PR #557, opened 2022-01-08
Get guild instance data - Create a single contract instance on context.

### LINKED ISSUE #539: Get guild instance data
In guilds we currently collect proposal data but we also need to do an initial load of guild data on load 

- getToken()
- getPermissionRegistry()
- getName()
- getProposalTime()
- getTimeForExecution()
- getMaxActiveProposals()

Likely best that we store all this in a context for basic guild instance data

MiltonTulli:
### Summary: 
- Create Guild Config context
- Store contract instance
- Pull guild contract data and store it inside context. 
- Refactor `useProposals` and `usePaginatedProposals` hooks to use context contract instance.

### Issue(s): 
https://github.com/DXgovernance/dxvote/issues/539


mprasanjith (changes requested):
I'd suggest to move the ConfigContext and Provider to `src/contexts/Guilds` and `useGuildConfig` hook to `src/hooks/Guilds` for consistency.

MiltonTulli:
> I'd suggest to move the ConfigContext and Provider to `src/contexts/Guilds` and `useGuildConfig` hook to `src/hooks/Guilds` for consistency.

Done. I put `useGuildConfig` under `hooks/Guilds`

rossneilson (dismissed):

luchux (dismissed):
awesome work!

src/contexts/Guilds/config.tsx
```diff
@@ -0,0 +1,148 @@
...
+        token: config.token,
+        permissionRegistry: config.permissionRegistry,
+        name: config.name,
+        proposalTime: config.proposalTime,
+        timeForExecution: config.timeForExecution,
+        maxActiveProposals: config.maxActiveProposals,
+      });
+    };
+    initialize();
+  }, [web3Context.chainId, address]); // eslint-disable-line react-hooks/exhaustive-deps
```
mprasanjith: Is it possible to fix this without disabling the eslint rule?

mprasanjith (dismissed):
Looks good! I think this PR also contains changes that we should update to use SWR. Pinging @luchux for visiblity.

rossneilson (dismissed):
Looks great, lets follow it up with SWR after also

luchux:
@mprasanjith @MiltonTulli 
We are changing a bunch of the way we read the data in Guilds page and each Proposal page. 
Do you guys think we should wait a bit with this PR, to see when we need the context? useEtherSWR removes the need of keeping a context (if we use directly the data as is stored in the EtherSWR cache,  and also if we add a middleware to EtherSWR we can manipulate and store the data in a post-processed after fetch way - like adding metadata -, then we wont need a context). But still would be interesting to analyze if we need stuff like that or not. 

I would not discard this changes, as if we remove useEtherSWR this is the way to go, but will put on hold (and not even try to fix the conflicts). 

What are your thoughts?

hhamud:
> @mprasanjith @MiltonTulli We are changing a bunch of the way we read the data in Guilds page and each Proposal page. Do you guys think we should wait a bit with this PR, to see when we need the context? useEtherSWR removes the need of keeping a context (if we use directly the data as is stored in the EtherSWR cache, and also if we add a middleware to EtherSWR we can manipulate and store the data in a post-processed after fetch way - like adding metadata -, then we wont need a context). But still would be interesting to analyze if we need stuff like that or not.
> 
> I would not discard this changes, as if we remove useEtherSWR this is the way to go, but will put on hold (and not even try to fix the conflicts).
> 
> What are your thoughts?


I say we place this into draft mode for now and work on extending EtherSWR

MiltonTulli:
> > @mprasanjith @MiltonTulli We are changing a bunch of the way we read the data in Guilds page and each Proposal page. Do you guys think we should wait a bit with this PR, to see when we need the context? useEtherSWR removes the need of keeping a context (if we use directly the data as is stored in the EtherSWR cache, and also if we add a middleware to EtherSWR we can manipulate and store the data in a post-processed after fetch way - like adding metadata -, then we wont need a context). But still would be interesting to analyze if we need stuff like that or not.
> > I would not discard this changes, as if we remove useEtherSWR this is the way to go, but will put on hold (and not even try to fix the conflicts).
> > What are your thoughts?
> 
> I say we place this into draft mode for now and work on extending EtherSWR

Sure. I prefer closing this PR since we are going to implement SWR lib and that won't require any config context or contract methods call as I have done here. That was something that wasn't clear when started working on this. Will close this pr and work on a new implementation. Thanks!

PR #560, opened 2022-01-10
Fix/network switch issues

AugustoL:


rossneilson (dismissed):

src/stores/DaoStore.ts
```diff
@@ -705,44 +704,38 @@ export default class DaoStore {
       redeemsDaoBounty: [],
     };
 
-    for (const votingMachineName in votingMachines) {
-      const votingMachine = votingMachines[votingMachineName];
+    Object.keys(cache.votingMachines).map(votingMachine => {
+      console.log(votingMachine);
```
mprasanjith: Maybe we can get rid of this console.log?

rossneilson (approved):

PR #565, opened 2022-01-12
Feature/ether swr implementation

luchux:
Does:
- merges missing work into develop to use data with etherSWR 
- refactors some work on ProposalCard


src/components/Guilds/ProposalCard/index.tsx
```diff
@@ -91,11 +96,25 @@ const ProposalStatusWrapper = styled.div`
 `;
 
 interface ProposalCardProps {
-  proposal: Proposal;
+  id: any;
```
mprasanjith, line 99: Can we make this `string`?

mprasanjith (changes requested):

mprasanjith (approved):

rossneilson:
Is this polling at all? Like does it poll by default?

PR #567, opened 2022-01-12
Feature/guilds swr global config

luchux:
Does: 
- sets a global config wrapping the APP with a EtherSWR component that passes config stuff. 
We could extend this as per routes, or different parts of the app. So far, so good.

### DIFF
--- a/src/GuildsApp.tsx
+++ b/src/GuildsApp.tsx
@@ -5,7 +5,9 @@ import {
   useHistory,
   Redirect,
 } from 'react-router-dom';
+//import { useParams } from 'react-router-dom';
 import { ThemeProvider } from 'styled-components';
+import { EthSWRConfig } from 'ether-swr';
 import { Container } from './components/Guilds/common/Layout';
 
 import Header from './components/Guilds/Header';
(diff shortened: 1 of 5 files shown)


src/GuildsApp.tsx
```diff
@@ -31,30 +39,46 @@ const GuildsApp = () => {
...
-                </Route>
-              </Switch>
-            </Container>
+            <EthSWRConfig
+              value={{
+                web3Provider: provider,
+                ABIs: new Map([
+                  [
+                    // If we need to generate this for each guildId we may need this wrapping after each route
+                    '0x9cdc16b5f95229b856cba5f38095fd8e00f8edef',
```
rossneilson, line 48: So we are definitely going to need this to be dynamic. We are also going to need the abi to be potentially different in future.
We will have some different variances and implementations ontop of the base erc20 contract.

src/GuildsApp.tsx
```diff
@@ -31,30 +39,46 @@ const GuildsApp = () => {
...
+                    ERC20GuildContract.abi,
+                  ],
+                ]),
+                // If we need different polls in each part of the app we can reconfigure this as param when fetching
+                // or a different wrapp for each. Remove this line when we are all set up.
+                refreshInterval: 30000,
```
rossneilson, line 54: I think better to have this be 0 as default

src/GuildsApp.tsx
rossneilson: So when we useSWR we define which ABI is used by the guild Id right?

PR #568, opened 2022-01-12
[WIP] Feature/guild data with swr

MiltonTulli:
Use SWR to get guild data


luchux:
@MiltonTulli Lovely! 
i have a new PR where im doing config at each route level, but not need really. So if mine get merged first, then we can fix conflicts in favour of your approach. That useGuildSWR Config looks rad ;)

PR #2658, opened 2015-07-23
Regenerated changelog with --sanitize option on mdchangelog. Intended…

mtharrison:
… to fix broken markup on hapijs.com


mtharrison:
Related issue to add this option: https://github.com/creativelive/mdchangelog/issues/31

PR #2660, opened 2015-07-23
Allow objects as valid values for route notes

dmlittle:
Allow objects as valid values for route notes for more complex notes. Notes can now be a string, an array of strings, or an object with string values.

### DIFF
--- a/lib/schema.js
+++ b/lib/schema.js
@@ -249,7 +249,8 @@ internals.routeConfig = internals.routeBase.keys({
     description: Joi.string(),
     notes: [
         Joi.string(),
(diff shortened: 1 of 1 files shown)


dmlittle:
Bump

dmlittle:
Bump

Marsup:
You might want to explain the motivation behind this change.

hueniverse:
This is a breaking change and I don't see the value. If you need to store something other than a simple string, you can put it in the route config `app` object and use whatever format you want. The problem with this is that any system already using notes (e.g. lout) will now have to figure out what to do with this and how to present it.

PR #2662, opened 2015-07-25
Added schema validation when creating a server method using object

mtharrison:
This is designed to catch simple mistakes like this:

    server.method({
        name: 'myMethod',
        method: function () { ... },
        cache: {
            expiresIn: 1000
        }
    });

which should really be:

    server.method({
        name: 'myMethod',
        method: function () { ... },
        options: {
            cache: {
                expiresIn: 1000
            }
        }
    });

### DIFF
--- a/lib/schema.js
+++ b/lib/schema.js
@@ -275,8 +275,8 @@ internals.method = Joi.object({
 
 
 internals.methodObject = Joi.object({
-    name: Joi.string(),
-    method: Joi.func(),
+    name: Joi.string().required(),
+    method: Joi.func().required(),
     options: Joi.object()
 });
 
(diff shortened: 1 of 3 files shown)


lib/schema.js
```diff
@@ -274,6 +274,13 @@ internals.method = Joi.object({
 });
 
 
+internals.methodObject = Joi.object({
+    name: Joi.string(),
```
Marsup: Shouldn't name and method be required ?

mtharrison: Yes. At the moment that's still taken care of here: 

https://github.com/hapijs/hapi/blob/master/lib/methods.js#L42-L43

But I can add it to this schema too to be more explicit about it.

AdriVanHoudt:
:+1:

netei:
Could be usefull indead

PR #2671, opened 2015-07-29
Update topo to 1.0.3

### LINKED ISSUE #2657: `server.ext` dependencies not ordered using `before` as array
Using `server.ext` option `before` as an array misbehaves, essentially ignoring the dependencies.  There's a PR with a failing test here: #2642.  The issue lives in topo, is directly related to https://github.com/hapijs/topo/issues/9.

devinivy:
Resolves #2657 and #2671.  See failing test at #2642.

### DIFF
--- a/npm-shrinkwrap.json
+++ b/npm-shrinkwrap.json
@@ -105,7 +105,7 @@
             }
         },
         "topo": {
-            "version": "1.0.2"
+            "version": "1.0.3"
         },
         "vision": {
             "version": "2.0.1"


AdriVanHoudt:
can you rename this to be like the issue, makes for a better changelog ;) http://hapijs.com/updates

mtharrison:
The changelog has picked it up from the issue. Is it normal practice to make both a PR and an issue for an update? We could get doubling up of plugin stuff in the changelog if so.

screen shot 2015-07-30 at 09 01 00

AdriVanHoudt:
yeah but it didn't do it for the others

Issue #2666, opened 2015-07-28
Support for plugin alias option


dylancwood:
# Background

For discoverability, plugins are often named quite verbosely, with the word *hapi* in them. Further, they are often hyphenated (e.g. `hapi-redis`). See https://github.com/sandfox/node-hapi-redis/issues/9 for a specific example.

# Problem

1. The hyphens used by most authors prevent developers from referencing the plugin with dot notation. They have to use bracket notation to reference the plugin (e.g. `server.plugins['hapi-redis']). IMO this adds up to wasted time, and ugly code. 
1. While it makes sense to prefix a plugin name with the the word *hapi* when interacting with it outside of hapi (e.g. `npm i hapi-redis`), it is redundant inside of hapi (e.g. `server.plugins['hapi-redis']`).

# Solution

Packages need to be discoverable, so prefixing them with *hapi-* is important. Further, it is important that the plugin name match the package name so that it is easy to understand where the plugin comes from. In order to maintain both of these requirements, and solve the above problem, I suggest that we support a user-defined `alias` option when registering a plugin. This idea was actually originally suggested by @Marsup on gitter when I asked for ideas about this problem. 

Here is how I envision the `alias` option being used:

```js
server.register([
    {
      register: require('hapi-redis'),
      options: {},
      alias: 'redis'
    },
    require('boom')
  ],
  { /*hapi-options*/ },
callbackFn
);
```

At first glance, I think that this could be accomplished in [lib/plugin.js](https://github.com/hapijs/hapi/blob/master/lib/plugin.js#L340) just after line 340:

```js
internals.Plugin.prototype.expose = function (key, value) {

    Hoek.assert(this.realm.plugin, 'Cannot call expose() outside of a plugin');

    var plugin = this.realm.plugin;
    this.root.plugins[plugin] = this.root.plugins[plugin] || {};
    // need to figure out how to grab alias :-(
    this.root.plugins[alias] = this.root.plugins[plugin];
    this.root.plugins[
    if (typeof key === 'string') {
        this.root.plugins[plugin][key] = value;
    }
    else {
        Hoek.merge(this.root.plugins[plugin], key);
    }
};
```

# Discussion

**What do you all think about adding a plugin alias for easier namespacing of plugins?**

hueniverse:
[...]

PR #2672, opened 2015-07-30
add plugin alias and tests

dylancwood:
# Background

See #2666 

# Solution

Add alias to `options` object passed to `server.register`.

# Discussion

The alias is passed to the `Plugin` constructor, and assigned to `this.alias`. From there, it is referenced in `expose()`. I am open to other suggestions on how to pass the **alias** to the `expose()` method. 

This option is only valid when registering one plugin at a time. If `options.alias` is specified when registering multiple plugins at once, and error is thrown.

I am currently not verifying that the alias does not overwrite an existing plugin's namespace in `server.plugins`. Is this something that is important? Since the alias is user-specified, it seems unlikely that they would unintentionally overload another existing plugin.

*Documentation updates still to come.* I wanted to iterate on this PR before working on the documentation.

### DIFF
--- a/lib/plugin.js
+++ b/lib/plugin.js
@@ -37,6 +37,7 @@ exports = module.exports = internals.Plugin = function (server, connections, env
     this.plugins = this.root._plugins;
     this.settings = this.root._settings;
     this.version = Package.version;
+    this.alias = options.alias || null;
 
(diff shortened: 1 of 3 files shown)


hueniverse:
Reverted for now.

Issue #2673, opened 2015-08-03
304 response sends: no-cache regardless of routes.cache settings


atomantic:
configuring 
```
routes.cache = {
       expiresIn: 900000,
       privacy: "public"
}
```
is working great for 200 responses, but when the if-non-match or if-modified-since matches and converts the response to a 304, the cache-control header becomes "no-cache". Normally, this is OK, as a browser will use the existing cached asset instead of updating the cache-control with the 304 cache-control header, but this makes a reverse proxy like Akamai unhapi.

This RFC suggests a 304 should always return the same cache-control that a 200 would return: https://tools.ietf.org/html/rfc7232#section-4.1
```
The server generating a 304 response MUST generate any of the following 
header fields that would have been sent in a 200 (OK) response 
to the same request: 
Cache-Control, Content-Location, Date, ETag, Expires, and Vary.
```

kanongil:
@atomantic See https://github.com/hapijs/hapi/issues/2676#issuecomment-128298036 for a work-around.

@hueniverse I am looking into fixing this. I have created a failing test case but I am not sure about the right way to implement the actual fix.

I am leaning towards amending the default `cache.statuses` option with the 304 header. However, this does not fix the issue for anyone who is already using the option (with 200 and no 304).

The other option is to implicitly add the 304 response as cacheable whenever 200 is included in the `cache.statuses` list. This is simple to do while converting the list to an object for the lookup.

hueniverse:
It needs to be explicit in the logic, not the config.

PR #2703, opened 2015-08-12
Question: Don't add must-revalidate cache-control value.

wprl:
This may be more of a question than a solution.  

Chrome audit reports any response with `Cache-Control: must-revalidate` as an error that the resource is "explicitly non-cacheable."  

Chrome audit seems to contradict [the RFC](https://tools.ietf.org/html/rfc7234#section-5.2.2.1) here, but perhaps `must-revalidate` is problematic in practice, even if it shouldn't be problematic in theory.

Removing `must-revalidate` fixes the Chrome audit results for me.  Could it be removed, or perhaps be optional?  Is Chrome audit reporting a false error?

### DIFF
--- a/lib/transmit.js
+++ b/lib/transmit.js
@@ -425,7 +425,7 @@ internals.cache = function (response) {
 
         var ttl = (response.settings.ttl !== null ? response.settings.ttl : request._route._cache.ttl());
         var privacy = (request.auth.isAuthenticated || response.headers['set-cookie'] ? 'private' : request.route.settings.cache.privacy || 'default');
-        response._header('cache-control', 'max-age=' + Math.floor(ttl / 1000) + ', must-revalidate' + (privacy !== 'default' ? ', ' + privacy : ''));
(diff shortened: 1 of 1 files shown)


hueniverse:
@mnot can you help answer this?

kanongil:
This is likely another manifestation of the bug in #2673. Chrome is probably receiving a 304 response with incorrect `cache-control: no-cache`.

wprl:
I enabled sending `Cache-Control` for 304s, so I think I already addressed the issue with 304s in the code.  My issue is that this causes Chrome audit errors:

```
Cache-Control: max-age=36000, private, must-revalidate
```

Removing the `must-revalidate` clears the "non-cacheable" error from the audit:

```
Cache-Control: max-age:36000, private
```

mnot:
Based upon a quick look, Chrome Audit is saying a few different misleading things about caching.

See:
  https://code.google.com/p/chromium/issues/detail?id=520353

wprl:
Looks like Paul Irish created an issue for it: https://codereview.chromium.org/1294473004

I think I can safely assume it's a bug in the audit tool.

PR #2712, opened 2015-08-13
update all failAction references to with allowed value of callback

camerow:
Docs now reflect failAction takes an optional callback parameter.

### DIFF
--- a/API.md
+++ b/API.md
@@ -2106,6 +2106,7 @@ following options:
         - `'error'` - return a Bad Request (400) error response. This is the default value.
         - `'log'` - report the error but continue processing the request.
         - `'ignore'` - take no action and continue processing the request.
+        - `function` - takes a callback with optional params '(request, reply, source, error)'.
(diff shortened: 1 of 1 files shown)


API.md
```diff
@@ -2106,6 +2106,7 @@ following options:
         - `'error'` - return a Bad Request (400) error response. This is the default value.
         - `'log'` - report the error but continue processing the request.
         - `'ignore'` - take no action and continue processing the request.
+        - `function` - takes a callback with optional params '(request, reply, source, error)'.
```
hueniverse: I wouldn't call is optional params.

- a function with signature `function(request, reply, source, err)` where:
   - `request` - ...

and so on. See other function options style in the doc.

camerow: Ok. I see what you mean. Like I said, definitely new to this so some of the phrasing and subtle details often escape me.

camerow:
I believe that was the change you needed. If not let me know. This is my first official public repo contribution. Even though it was incredibly small, it's got me excited. =) Thanks.

lloydbenson:
Welcome to the community!

Issue #2705, opened 2015-08-12
Start server without callback fails


felansu:
When starts the server without callback as it described at example on [home page ](http://hapijs.com/)

**Code example**

```javascript
var Hapi = require('hapi');

// Create a server with a host and port
var server = new Hapi.Server();
server.connection({ 
    host: 'localhost', 
    port: 8000 
});

// Add the route
server.route({
    method: 'GET',
    path:'/hello', 
    handler: function (request, reply) {
       reply('hello world');
    }
});

// Start the server
server.start();
```

**Exception**
```
/home/felansu/Projects/QRBWEB/node_modules/hapi/lib/server.js:242
        return callback();
               ^
TypeError: undefined is not a function
    at /home/felansu/Projects/QRBWEB/node_modules/hapi/lib/server.js:242:16
    at /home/felansu/Projects/QRBWEB/node_modules/hapi/node_modules/hoek/lib/index.js:841:22
    at process._tickDomainCallback (node.js:381:11)
```

**Version report**
```
└─┬ hapi@9.0.1
  ├── accept@1.1.0
  ├── ammo@1.0.1
  ├── boom@2.8.0
  ├── call@2.0.2
  ├── catbox@6.0.0
  ├── catbox-memory@1.1.1
  ├── cryptiles@2.0.4
  ├─┬ heavy@3.0.0
  │ └─┬ joi@5.1.0
  │   ├── isemail@1.1.1
  │   └── moment@2.10.6
  ├── hoek@2.14.0
  ├── iron@2.1.3
  ├── items@1.1.0
  ├─┬ joi@6.6.1
  │ ├── isemail@1.1.1
  │ └── moment@2.10.6
  ├── kilt@1.1.1
  ├─┬ mimos@2.0.2
  │ └── mime-db@1.16.0
  ├── peekaboo@1.0.0
  ├── qs@4.0.0
  ├── shot@1.6.0
  ├── statehood@2.1.1
  ├─┬ subtext@2.0.0
  │ ├── content@1.0.2
  │ ├─┬ pez@1.0.0
  │ │ ├── b64@2.0.0
  │ │ └─┬ nigel@1.0.1
  │ │   └── vise@1.0.0
  │ └── wreck@6.1.0
  └── topo@1.0.3
```

cleydsonjr:
+1

mtharrison:
This is a new requirement in hapi 9. See release notes here: https://github.com/hapijs/hapi/issues/2682

[...]

PR #2739, opened 2015-08-26
Updated error when calling server.start with no callback

fiveisprime:
Updated the start method of server to verify that a callback was
passed. If no callback is passed, a friendly error is thrown.

    Error: A callback is required when calling server.start

This is compared to the old error which required some digging
to find the cause of the problem.

    TypeError: callback is not a function

Related to #2705

### DIFF
--- a/lib/server.js
+++ b/lib/server.js
@@ -127,6 +127,8 @@ internals.Server.prototype.start = function (callback) {
 
     var self = this;
 
+    Hoek.assert(typeof callback === 'function', 'Missing required start callback function');
+
     if (this._state === 'initialized') {
         return this._start(callback);
     }
--- a/test/server.js
+++ b/test/server.js
@@ -233,6 +233,17 @@ describe('Server', function () {
             }).to.throw('Cannot start server before plugins finished registration');
             done();
         });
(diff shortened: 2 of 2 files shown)


kanongil:
Nice. You should probably align the test and message with the stop() test here: https://github.com/hapijs/hapi/blob/master/lib/server.js#L258.

fiveisprime:
Updated! Thanks for the feedback. :+1:

arb:
Can you add a test for this as well?

fiveisprime:
Done.

spiralni:
@fiveisprime thanks for your contribution!

It's very nice to have descriptive exceptions. I like the way "windsor" library shows its errors, very verbose and including way to fix them.
Maybe we can include a little example showing how it must to be done. It is just an idea.

This is an example: 

exception_thumb2

Source: http://kozmic.net/2011/02/16/windsors-longest-exception-message-just-got-longer/

fiveisprime:
@spiralni That's awesome! I can do something like this, but in a different pull
request since it will touch a lot more than just the start.

I love this idea. :)

PR #2741, opened 2015-08-27
Fix incorrect docs for Route Prerequisites custom failAction

wookiehangover:
I was really bummed to discover that despite the documentation, providing a custom `failAction` function is not supported in Route Prerequisites.

This removes the documentation error, which looks to be a copypasta mistake in 98a3f02cf03f1c02633ea3ba779d2878f18d217d

BTW, this would be a great feature to have, are there any plans to implement it / is anybody working on it?


hueniverse:
No one has ever asked for it and in practice, this is why we have all the other extension points.

wookiehangover:
Fair enough, thanks @hueniverse!

Issue #2746, opened 2015-08-29
"failAction" does not accept custom error function as stated in the documentation


maddin77:
According to [Route options](http://hapijs.com/api#route-options) in the documentation, `payload.failAction`, `response.failAction`, `state.failAction`, `validate.failAction` and `pre.failAction` all accept a custom error handler function besides predefined string values.

However, as defined in [schema.js](https://github.com/hapijs/hapi/blob/master/lib/schema.js), `validate.failAction` is the only one that actually accepts a function as a valid value. Therefore trying to use a custom function as `failAction` for any of the others will throw
```
[1] "failAction" must be a string
```
on startup.

There's #2741 to remove the part of the documentation for the request prerequisites, so i'm wondering if it's supposed to be like in the documentation, or as defined in the schema.

hueniverse:
As you can tell from #2741 being merged, it's not supported.

PR #2748, opened 2015-09-01
Fix mis-documentation of various failAction options

devinivy:
As pointed out in #2746 there are various places in the docs that indicate a `failAction` callback can be provided.  Turns out that's not quite the case!  It can only be used with route validation options.  This PR removes it from cookie parsing, payload parsing, and response validation sections of the docs (#2741 fixed for route prerequisites).  Wouldn't mind if someone made double sure that these options can go, but as far as I can tell, the tests, schema, and codebase indicate that they can.

### DIFF
--- a/API.md
+++ b/API.md
@@ -2106,13 +2106,6 @@ following options:
         - `'error'` - return a Bad Request (400) error response. This is the default value.
         - `'log'` - report the error but continue processing the request.
         - `'ignore'` - take no action and continue processing the request.
-        - a custom error handler function with the signature `function(request, reply, source, error)` where:
-            - `request` - the [request object](#request-object).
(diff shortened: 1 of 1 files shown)


devinivy:
For anyone reviewing, here's where I'm looking to make sure `failAction` isn't being used as a callback.

- Cookie parsing: https://github.com/hapijs/hapi/blob/e72b46e4f8342bd784201b72242c70d4ac106034/lib/route.js#L349-L358
- Payload parsing: https://github.com/hapijs/hapi/blob/e72b46e4f8342bd784201b72242c70d4ac106034/lib/route.js#L380-L387
- Response validation: https://github.com/hapijs/hapi/blob/93292ce5a53e6c51077fadabb59831bb53c3688c/lib/validation.js#L187-L194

◆ ◆ ◆ ◆

* WHAT IS REQUIRED
The lines of the records that contain the string "currently" should be located and copied.

* RESPONSE FOR THIS EXERCISE
In guilds we currently collect proposal data but we also need to do an initial load of guild data on load 
I am currently not verifying that the alias does not overwrite an existing plugin's namespace in `server.plugins`. Is this something that is important? Since the alias is user-specified, it seems unlikely that they would unintentionally overload another existing plugin.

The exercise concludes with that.